Let's say you're a well-established, highly successful musician, or even an up-and-coming musician. Possibly, you're an outstanding player in the National Football League or National Basketball Association or a very successful hedge fund manager or just a leading businessperson and you want to have your very own music studio. Who do you call? With great consistency, Troy Germano. If not, he's most certainly on the short list of studio design professionals to consider.

Germano has spent more than 30 years in the music industry. His career traces back to The Hit Factory, a renowned recording studio in New York City that was known for its famous clientele, including music legends such as John Lennon, The Rolling Stones and Michael Jackson. As the son of one of the owners of the studio, Edward Germano, Troy Germano got his start in the recording business at a young age, eventually becoming the studio's executive vice president in 1984 and CEO in 2000. By 2002, he was overseeing an operation that consisted of 16 recording/mixing rooms, six mastering suites and six writing rooms in New York and Florida.

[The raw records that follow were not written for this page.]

PR #8593, opened 2024-08-21
Ag 12227 inline code element improvements

kylerphillips:


kylerphillips:
@markdurrant @taktran worth us seeing if there are any huge speed implications with using JetBrains as the code font family

taktran (approved):
👍🏼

This background has enabled him to develop solid and profitable relationships with top record producers, recording engineers, artists, bands, record labels, publishers, equipment manufacturers and music managers.

He now runs Germano Studios New York (www.germanostudios.com) and Studio Design Group (www.studiodesigngroup.com), and is the only prominent studio designer who also owns and operates a studio. While Germano Studios is a thriving business, in many respects it's a showroom for cutting-edge recording capabilities. The facility is used by many of the biggest international artists and bands in the music industry, including Adele, the Black Eyed Peas, Eric Clapton, Keith Richards, Madonna, Lady Gaga, Maroon 5, Mariah Carey, Tiƫsto and John Legend.

There's a financial ceiling to running a studio in New York, even when you're a state-of-the-art operation with a star-studded clientele. However, as Germano has discovered, you can break through that ceiling by serving the growing number of affluent clients who want their own studios. In addition, there are quite a few corporations that desire their own studios. Two of Germano's past corporate clients include Red Bull North America, which in 2005 hired him to build the company's Studio Design Group in Santa Monica, Calif., and New York University's Tisch School of the Arts Clive Davis Department of Recorded Music, which hired Germano to build its first recording studio in 2003.

While there are plenty of people claiming to have the ability to build high-end studios, few are in Germanos league. All of his design clients want the same result sonically that he can deliver to the finest musicians currently recording. He's able to make this happen by putting together and leading an expert team of technical specialists and leveraging his relationships with the finest equipment manufacturers.

Germano gets some of his studio design clients through referrals from musicians, engineers and the managers of musicians that use his studios. Another source of studio design business is his studio design clients. Because of demand, Germano can be selective about who he takes on as a client. This allows him to work on projects that are creative and at the high end of the industry.

Germano's business is evolving beyond building music recording studios to developing and constructing multi-purpose performance spaces, private cinemas and even small performance areas for live shows and/or DJs on yachts. He's currently working with a client on a space that will be used as a reception hall for cocktail parties, small live concerts and video art display gatherings and as a private cinema screening room.

All in all, when the very wealthy want to make music, when they want their very own superstar-quality studio, Germano is regularly someone they're talking to.